» **TASK TO COMPLETE**
Every line holding the string "docs" is to be copied from the entries below.

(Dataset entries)
----------

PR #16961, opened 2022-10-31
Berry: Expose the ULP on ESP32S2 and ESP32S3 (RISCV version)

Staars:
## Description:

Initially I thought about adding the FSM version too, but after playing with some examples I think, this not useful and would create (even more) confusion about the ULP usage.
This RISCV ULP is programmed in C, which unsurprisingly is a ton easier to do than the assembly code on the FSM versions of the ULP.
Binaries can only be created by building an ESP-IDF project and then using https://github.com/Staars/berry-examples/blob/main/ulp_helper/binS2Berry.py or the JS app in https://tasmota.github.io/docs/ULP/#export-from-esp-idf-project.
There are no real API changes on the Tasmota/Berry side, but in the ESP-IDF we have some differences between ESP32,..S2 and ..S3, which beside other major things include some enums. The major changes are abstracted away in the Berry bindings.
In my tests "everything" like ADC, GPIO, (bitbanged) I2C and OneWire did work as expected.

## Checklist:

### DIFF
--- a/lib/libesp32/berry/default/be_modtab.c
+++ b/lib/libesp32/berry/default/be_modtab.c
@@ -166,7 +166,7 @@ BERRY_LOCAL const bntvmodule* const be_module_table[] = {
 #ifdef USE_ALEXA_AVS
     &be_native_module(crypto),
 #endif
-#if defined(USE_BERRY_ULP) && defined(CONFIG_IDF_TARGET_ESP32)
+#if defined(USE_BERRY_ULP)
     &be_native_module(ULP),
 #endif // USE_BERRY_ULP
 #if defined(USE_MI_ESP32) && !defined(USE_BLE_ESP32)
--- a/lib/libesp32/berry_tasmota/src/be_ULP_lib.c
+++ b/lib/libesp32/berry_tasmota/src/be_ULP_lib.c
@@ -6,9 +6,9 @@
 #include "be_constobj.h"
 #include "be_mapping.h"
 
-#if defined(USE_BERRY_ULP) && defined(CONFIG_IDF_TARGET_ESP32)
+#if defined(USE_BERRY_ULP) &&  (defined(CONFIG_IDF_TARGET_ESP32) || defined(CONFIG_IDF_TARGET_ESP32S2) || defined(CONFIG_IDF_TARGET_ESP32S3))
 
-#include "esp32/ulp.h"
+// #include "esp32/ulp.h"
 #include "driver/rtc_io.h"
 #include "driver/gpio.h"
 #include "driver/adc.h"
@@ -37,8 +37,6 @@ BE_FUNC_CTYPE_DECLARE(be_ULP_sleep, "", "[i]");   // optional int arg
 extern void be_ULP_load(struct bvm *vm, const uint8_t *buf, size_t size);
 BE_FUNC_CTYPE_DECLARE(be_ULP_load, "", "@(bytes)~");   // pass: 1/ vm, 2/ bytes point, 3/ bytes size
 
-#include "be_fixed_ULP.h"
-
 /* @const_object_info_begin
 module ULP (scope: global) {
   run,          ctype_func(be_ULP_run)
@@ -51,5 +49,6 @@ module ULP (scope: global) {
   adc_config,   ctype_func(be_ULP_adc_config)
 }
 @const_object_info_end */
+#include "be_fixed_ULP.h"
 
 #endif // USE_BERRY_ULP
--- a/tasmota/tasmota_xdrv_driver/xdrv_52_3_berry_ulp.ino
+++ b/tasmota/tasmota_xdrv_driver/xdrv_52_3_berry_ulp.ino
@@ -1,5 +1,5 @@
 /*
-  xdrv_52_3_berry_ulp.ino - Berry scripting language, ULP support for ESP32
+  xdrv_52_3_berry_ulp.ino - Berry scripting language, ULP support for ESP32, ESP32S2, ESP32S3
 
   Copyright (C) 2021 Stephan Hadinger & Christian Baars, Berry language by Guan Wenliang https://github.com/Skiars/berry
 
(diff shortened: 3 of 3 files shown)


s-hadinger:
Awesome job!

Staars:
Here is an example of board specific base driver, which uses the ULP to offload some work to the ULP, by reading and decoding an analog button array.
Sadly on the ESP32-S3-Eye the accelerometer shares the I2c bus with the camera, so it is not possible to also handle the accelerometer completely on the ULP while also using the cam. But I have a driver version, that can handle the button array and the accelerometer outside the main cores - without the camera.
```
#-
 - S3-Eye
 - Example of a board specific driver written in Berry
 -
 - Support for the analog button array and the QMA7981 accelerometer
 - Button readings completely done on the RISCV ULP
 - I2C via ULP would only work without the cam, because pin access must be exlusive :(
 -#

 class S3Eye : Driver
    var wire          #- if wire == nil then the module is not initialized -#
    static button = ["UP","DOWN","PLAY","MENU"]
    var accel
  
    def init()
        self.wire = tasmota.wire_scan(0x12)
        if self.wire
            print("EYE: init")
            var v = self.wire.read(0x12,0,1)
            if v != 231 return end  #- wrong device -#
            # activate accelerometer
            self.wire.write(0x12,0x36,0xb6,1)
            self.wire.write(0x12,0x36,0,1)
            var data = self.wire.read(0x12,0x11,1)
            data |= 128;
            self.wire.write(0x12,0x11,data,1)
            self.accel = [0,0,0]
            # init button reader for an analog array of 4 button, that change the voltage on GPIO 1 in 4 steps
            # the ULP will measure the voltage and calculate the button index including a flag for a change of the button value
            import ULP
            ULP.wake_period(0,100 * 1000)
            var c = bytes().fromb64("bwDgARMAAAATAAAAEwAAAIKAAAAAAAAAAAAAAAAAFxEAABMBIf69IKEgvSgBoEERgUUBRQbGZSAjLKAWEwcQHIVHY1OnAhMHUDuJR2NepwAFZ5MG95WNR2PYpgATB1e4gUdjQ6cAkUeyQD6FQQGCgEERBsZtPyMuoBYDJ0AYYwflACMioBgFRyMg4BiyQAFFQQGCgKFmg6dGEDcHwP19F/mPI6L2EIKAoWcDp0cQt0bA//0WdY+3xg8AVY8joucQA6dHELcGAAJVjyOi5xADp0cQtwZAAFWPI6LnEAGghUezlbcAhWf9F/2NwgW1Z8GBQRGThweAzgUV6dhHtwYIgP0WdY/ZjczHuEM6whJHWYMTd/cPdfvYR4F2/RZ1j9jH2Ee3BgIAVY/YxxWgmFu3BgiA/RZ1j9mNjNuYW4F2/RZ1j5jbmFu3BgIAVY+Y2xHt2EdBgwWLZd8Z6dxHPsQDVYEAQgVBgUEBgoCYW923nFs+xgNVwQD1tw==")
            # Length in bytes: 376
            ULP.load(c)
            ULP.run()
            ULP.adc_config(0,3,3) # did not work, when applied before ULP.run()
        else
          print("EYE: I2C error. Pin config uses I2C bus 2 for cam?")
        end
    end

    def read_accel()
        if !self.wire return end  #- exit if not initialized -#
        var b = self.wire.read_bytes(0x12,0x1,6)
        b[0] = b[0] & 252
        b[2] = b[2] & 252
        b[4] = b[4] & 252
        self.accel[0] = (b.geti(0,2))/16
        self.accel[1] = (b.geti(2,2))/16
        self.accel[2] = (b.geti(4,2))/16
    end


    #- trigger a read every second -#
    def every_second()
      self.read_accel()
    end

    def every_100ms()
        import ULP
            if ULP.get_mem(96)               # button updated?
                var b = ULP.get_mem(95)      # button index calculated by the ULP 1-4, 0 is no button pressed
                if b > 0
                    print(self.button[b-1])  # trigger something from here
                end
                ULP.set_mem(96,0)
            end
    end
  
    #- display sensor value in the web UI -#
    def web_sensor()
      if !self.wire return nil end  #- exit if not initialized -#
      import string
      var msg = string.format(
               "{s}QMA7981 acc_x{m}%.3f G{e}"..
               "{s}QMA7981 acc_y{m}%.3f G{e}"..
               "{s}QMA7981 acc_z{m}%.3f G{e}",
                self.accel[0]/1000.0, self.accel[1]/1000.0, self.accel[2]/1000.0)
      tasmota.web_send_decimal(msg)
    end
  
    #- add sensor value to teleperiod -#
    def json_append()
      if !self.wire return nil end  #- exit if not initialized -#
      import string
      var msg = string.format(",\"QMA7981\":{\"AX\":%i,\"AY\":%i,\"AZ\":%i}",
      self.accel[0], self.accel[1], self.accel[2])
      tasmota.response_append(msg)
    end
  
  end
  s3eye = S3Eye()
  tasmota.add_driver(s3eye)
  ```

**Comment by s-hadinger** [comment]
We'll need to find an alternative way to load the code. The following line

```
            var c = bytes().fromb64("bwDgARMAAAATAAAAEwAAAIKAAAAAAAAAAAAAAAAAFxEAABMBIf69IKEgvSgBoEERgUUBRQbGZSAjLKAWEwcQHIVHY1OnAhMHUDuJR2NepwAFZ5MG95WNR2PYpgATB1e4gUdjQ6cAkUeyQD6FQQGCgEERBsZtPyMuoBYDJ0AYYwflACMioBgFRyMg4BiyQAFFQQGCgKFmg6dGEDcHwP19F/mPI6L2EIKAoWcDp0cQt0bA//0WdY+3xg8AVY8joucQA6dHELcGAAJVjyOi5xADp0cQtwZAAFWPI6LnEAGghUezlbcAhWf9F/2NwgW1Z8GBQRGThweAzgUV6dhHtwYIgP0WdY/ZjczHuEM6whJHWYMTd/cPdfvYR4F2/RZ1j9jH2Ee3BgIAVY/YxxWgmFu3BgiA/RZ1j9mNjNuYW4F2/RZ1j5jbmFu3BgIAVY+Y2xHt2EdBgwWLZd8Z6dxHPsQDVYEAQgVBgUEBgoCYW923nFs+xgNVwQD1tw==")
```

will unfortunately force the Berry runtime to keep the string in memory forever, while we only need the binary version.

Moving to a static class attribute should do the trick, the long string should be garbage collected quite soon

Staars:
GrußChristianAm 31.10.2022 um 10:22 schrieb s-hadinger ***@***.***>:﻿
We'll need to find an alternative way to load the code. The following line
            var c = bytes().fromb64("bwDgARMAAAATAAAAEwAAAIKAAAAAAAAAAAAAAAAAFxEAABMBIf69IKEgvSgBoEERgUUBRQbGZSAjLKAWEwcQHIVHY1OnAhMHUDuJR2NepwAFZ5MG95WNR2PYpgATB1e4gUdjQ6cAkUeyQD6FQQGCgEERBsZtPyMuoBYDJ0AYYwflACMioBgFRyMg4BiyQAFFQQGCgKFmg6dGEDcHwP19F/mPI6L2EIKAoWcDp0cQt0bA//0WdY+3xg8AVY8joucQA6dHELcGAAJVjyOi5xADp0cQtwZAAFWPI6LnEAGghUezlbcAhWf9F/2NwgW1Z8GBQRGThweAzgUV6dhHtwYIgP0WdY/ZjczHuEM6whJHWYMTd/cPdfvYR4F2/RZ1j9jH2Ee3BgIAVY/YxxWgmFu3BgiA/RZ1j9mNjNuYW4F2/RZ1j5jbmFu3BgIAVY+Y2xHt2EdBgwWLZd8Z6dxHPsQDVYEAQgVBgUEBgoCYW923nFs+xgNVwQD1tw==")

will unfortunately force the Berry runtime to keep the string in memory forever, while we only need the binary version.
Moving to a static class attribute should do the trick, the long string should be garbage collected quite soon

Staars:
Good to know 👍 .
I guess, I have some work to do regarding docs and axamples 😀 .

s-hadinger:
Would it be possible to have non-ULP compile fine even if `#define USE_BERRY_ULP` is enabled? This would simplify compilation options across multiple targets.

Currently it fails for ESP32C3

----------

» **TASK SOLUTION**
Binaries can only be created by building an ESP-IDF project and then using https://github.com/Staars/berry-examples/blob/main/ulp_helper/binS2Berry.py or the JS app in https://tasmota.github.io/docs/ULP/#export-from-esp-idf-project.
I guess, I have some work to do regarding docs and axamples 😀 .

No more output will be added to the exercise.